Segundo o presidente da Cehab, Sueldo Medeiros, o plano é extremamente importante para garantir que o próximo governo estadual tenha diretrizes traçadas para diminuir o déficit habitacional no Rio Grande do Norte e assegurar melhores condições de vida e dignidade para os potiguares. Ele, que apresentou a terceira etapa do Plano Estadual de Habitação e Interesse Social (Pehis) nesta tarde à sociedade, disse que a companhia segue os trabalhos buscando parcerias público-privadas para garantir a implementação das ações.

“Temos um prazo até outubro para entregarmos as estratégias e atividades destinadas à política habitacional do Estado à Caixa Econômica Federal, para obtenção de recursos para a construção das casas, nos próximos anos. Mas considero isso uma vitória muito grande para o Rio Grande do Norte, que sofre com um déficit grande de habitação há muito tempo. E o importante é que estamos correndo atrás de melhorar a qualidade de vida das pessoas”, enfatizou.
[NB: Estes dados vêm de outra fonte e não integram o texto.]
PR #1456, opened 2020-10-21
fix(command-dev-trace): pin traffic mesh agent version

erezrokah:
This PR fixes the `netlify dev:trace` command by pinning the traffic mesh agent to the latest known working version

### DIFF
--- a/src/utils/traffic-mesh.js
+++ b/src/utils/traffic-mesh.js
@@ -8,6 +8,8 @@ const { shouldFetchLatestVersion, fetchLatestVersion } = require('../lib/exec-fe
 const PACKAGE_NAME = 'traffic-mesh-agent'
 const EXEC_NAME = 'traffic-mesh'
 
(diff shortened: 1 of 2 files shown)


src/utils/traffic-mesh.js
```diff
@@ -18,6 +20,8 @@ const installTrafficMesh = async ({ log }) => {
     execArgs: ['--version'],
     pattern: '\\sv(.+)',
     execName: EXEC_NAME,
+    latestVersion: LATEST_VERSION,
+    log,
```
erezrokah, line 24: The `log` argument was missing. It is used here https://github.com/netlify/cli/pull/1456/files#diff-f8e66f1838601194468460f6e49a5bad17e2a2700afce376413bb7a4a9c8a290R66

ehmicky (approved):

erezrokah:
Just realised one test is still running. Going to wait for it before releasing a new CLI version

PR #1458, opened 2020-10-21
feat(command-dev-local): pass path to bundler plugin CLI to mesh forward

NeoLegends:
**- Summary**

To make resolution more rigid and to avoid bloating the user's PATH with internal tools, mesh-forward now wants the path to the CLI of the edge handler build plugin passed in via its CLI. In this PR we resolve the path to the CLI via `require.resolve` and then pass it on to mesh-forward.

~~Please note the version of the build plugin specified in the dependencies here **does not yet** ship with the CLI, that's why this is a draft (it would be super nice to get this released, but I don't have the permissions to do that).~~

**- Test plan**

I wonder what's the best way forward here.

Ideally both repos (mesh-forward & cli) had separate integration tests against one another, but I'm afraid right now only `cli` as a consumer of mesh-forward actually has them.

I made changes to mesh-forward that will allow unpinning the mesh-forward version again, but eventually we do want to consume it via npm anyway, such that the version again is fixed.

🐞

### DIFF
--- a/src/utils/traffic-mesh.js
+++ b/src/utils/traffic-mesh.js
@@ -10,6 +10,11 @@ const EXEC_NAME = 'traffic-mesh'
 
 const LATEST_VERSION = 'v0.22.1'
 
+const EDGE_HANDLERS_BUNDLER_CLI_PATH = path.join(
+  path.dirname(require.resolve('@netlify/plugin-edge-handlers')),
+  'cli.js'
+)
+
 const getBinPath = () => getPathInHome([PACKAGE_NAME, 'bin'])
 
 const installTrafficMesh = async ({ log }) => {
@@ -48,6 +53,8 @@ const startForwardProxy = async ({ port, frameworkPort, functionsPort, publishDi
     `http://localhost:${frameworkPort}`,
     '--watch',
     publishDir,
+    '--bundler',
+    EDGE_HANDLERS_BUNDLER_CLI_PATH,
     '--log-file',
     getPathInProject(['logs', 'traffic-mesh.log']),
   ]
--- a/src/utils/traffic-mesh.js
+++ b/src/utils/traffic-mesh.js
@@ -11,7 +11,7 @@ const EXEC_NAME = 'traffic-mesh'
 const LATEST_VERSION = 'v0.22.1'
 
 const EDGE_HANDLERS_BUNDLER_CLI_PATH = path.resolve(
-  path.join(path.dirname(require.resolve('@netlify/plugin-edge-handlers')), 'cli.js')
+  path.join(path.dirname(require.resolve('@netlify/plugin-edge-handlers')), 'cli.js'),
 )
 
 const getBinPath = () => getPathInHome([PACKAGE_NAME, 'bin'])
--- a/src/utils/traffic-mesh.js
+++ b/src/utils/traffic-mesh.js
@@ -10,9 +10,7 @@ const EXEC_NAME = 'traffic-mesh'
 
 const LATEST_VERSION = 'v0.22.1'
 
-const EDGE_HANDLERS_BUNDLER_CLI_PATH = path.resolve(
-  require.resolve('@netlify/plugin-edge-handlers'), '..', 'cli.js',
-)
+const EDGE_HANDLERS_BUNDLER_CLI_PATH = path.resolve(require.resolve('@netlify/plugin-edge-handlers'), '..', 'cli.js')
 
 const getBinPath = () => getPathInHome([PACKAGE_NAME, 'bin'])
 
--- a/src/utils/traffic-mesh.js
+++ b/src/utils/traffic-mesh.js
@@ -10,9 +10,8 @@ const EXEC_NAME = 'traffic-mesh'
 
 const LATEST_VERSION = 'v0.22.1'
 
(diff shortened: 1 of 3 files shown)


src/utils/traffic-mesh.js
```diff
@@ -48,6 +52,8 @@ const startForwardProxy = async ({ port, frameworkPort, functionsPort, publishDi
     `http://localhost:${frameworkPort}`,
     '--watch',
     publishDir,
+    '--bundler',
+    EDGE_HANDLERS_BUNDLER_CLI_PATH,
```
ehmicky, line 56: Just making sure: will this work on Windows? Specifically, inside `cmd.exe`, which does not handle shebangs, i.e. `/path/to/cli.js` does not work, but `node /path/to/cli.js` does.

src/utils/traffic-mesh.js
```diff
@@ -10,6 +10,10 @@ const EXEC_NAME = 'traffic-mesh'
 
 const LATEST_VERSION = 'v0.22.1'
 
+const EDGE_HANDLERS_BUNDLER_CLI_PATH = path.resolve(
+  path.join(path.dirname(require.resolve('@netlify/plugin-edge-handlers')), 'cli.js'),
```
ehmicky, line 14:
```suggestion
  require.resolve('@netlify/plugin-edge-handlers'), 'cli.js'
```

ehmicky, line 14: Note that using `require.resolve()` might make it harder for this repository to switch to ES modules in the future.

I am wondering: the `plugin-build-edge-handlers` binary should be available in `node_modules/.bin`. This can be retrieved with [`npm-run-path`](https://github.com/sindresorhus/npm-run-path) for example, then added to the `$PATH`, so that the binary can be executed using only the binary name (as opposed to full path).

I am not sure this is a practical solution, and it might complicate things more than help. Just raising this as a possible alternative.

src/utils/traffic-mesh.js
NeoLegends: Good catch! Somebody's alert 😉

It will work due to https://github.com/netlify/traffic-mesh/pull/1190

src/utils/traffic-mesh.js
NeoLegends: I'm trying to avoid putting internal binaries on `PATH`, so I'd prefer passing the full path to the binary to mesh-forward.

I do agree with the last part though, `npm-run-path` might be a more future-proof implementation. I'll look into that.

src/utils/traffic-mesh.js
ehmicky: Yes, that works :+1:

src/utils/traffic-mesh.js
ehmicky: > I'm trying to avoid putting internal binaries on PATH, so I'd prefer that we keep passing the full path to the binary to mesh-forward.

Yes, good point. Also, adding `node_modules/.bin` would also bring the other locally installed Node.js binaries to the `PATH`, which might not be a good side effect. The current solution makes sense in that light :+1:

NeoLegends:
CI is still red.

src/utils/traffic-mesh.js
NeoLegends: Let's roll the `npm-run-path` changes in another PR. I'd like to move forward with the implementation and then I'll optimize. If that's okay for you -- of course.

ehmicky: Just to clarify, I actually think using `npm-run-path` might be a bad idea due to:

> Also, adding node_modules/.bin would also bring the other locally installed Node.js binaries to the PATH, which might not be a good side effect. 

So the current solution looks good to me.

ehmicky (approved):

src/utils/traffic-mesh.js
NeoLegends: Ah, I didn't look at its docs yet. I thought it's just a library that was able to resolve a locally installed node binary, such that we could replace `require.resolve(...)` with a solution that worked even for ES modules.

ehmicky: It depends. 
When run in ES modules mode, Node.js [does remove `require.resolve()`](https://nodejs.org/api/esm.html#esm_no_require_resolve). 
However, the experimental `import.meta.resolve()` might be used instead.

NeoLegends: I'm open to anything when that time comes 🙌

src/utils/traffic-mesh.js
```diff
@@ -10,6 +10,8 @@ const EXEC_NAME = 'traffic-mesh'
 
 const LATEST_VERSION = 'v0.22.1'
```
erezrokah, line 11: We would need to update this too right?

NeoLegends: Yes. There's no release of mesh-forward with the new features yet though. I'll post a PR here once that's ready.

NeoLegends:
CI seems red for unrelated reasons?

erezrokah:
> CI seems red for unrelated reasons?

Yes, trying a re-run

NeoLegends:
I see you're not the only ones having to deal with flaky CI 😄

Sueldo afirmou que a Cehab possui um cadastro com os nomes de 86 municípios, de até 50 mil habitantes, com proposta para construção de moradias populares junto ao Governo Federal e que falta apenas a aprovação do Ministério das Cidades para que as obras sejam iniciadas. “No caso das cidades com até 20 mil moradores, serão construídas 40 residências, já nas com população entre 20 e 50 mil, serão 50 imóveis erguidos, tudo com investimentos do programa federal Minha Casa, Minha Vida 3″, falou.

Casas construídas no RN são diferentes

Sueldo Medeiros explicou ainda que o déficit habitacional atual no Rio Grande do Norte é de 125.841 imóveis, a maioria nos sete municípios que compõem a Região Metropolitana de Natal e também em Mossoró, que concentram a maior parte da população no Estado. Desse total, 95.921 estão situados somente na área urbana, o que representa um total de 76,22%. Já na área rural, a defasagem é de 29.920 residências, ou 23,78%.

Ele disse também que as unidades habitacionais construídas pelo Minha Casa, Minha Vida seguem um modelo padrão em todo o país, com dois quartos, sala, cozinha, banheiro e área de serviço. No entanto, graças a um aporte financeiro no valor de R$ 5,818 milhões disponibilizado pelo Estado, foi possível construir um quarto a mais em 1.610 unidades de 39 municípios, pelo Minha Casa, Minha Vida 2.

“Todos os imóveis são construídos e entregues em locais dotados com infraestrutura básica para que os moradores possam viver com dignidade. Durante a atual gestão, foram construídas 4.141 moradias, em um total de R$ 74,366 milhões investidos pelos governos federal e estadual, com o diferencial que o Estado disponibilizou um aporte extra que permitiu a construção de mais um quarto em” afirmou.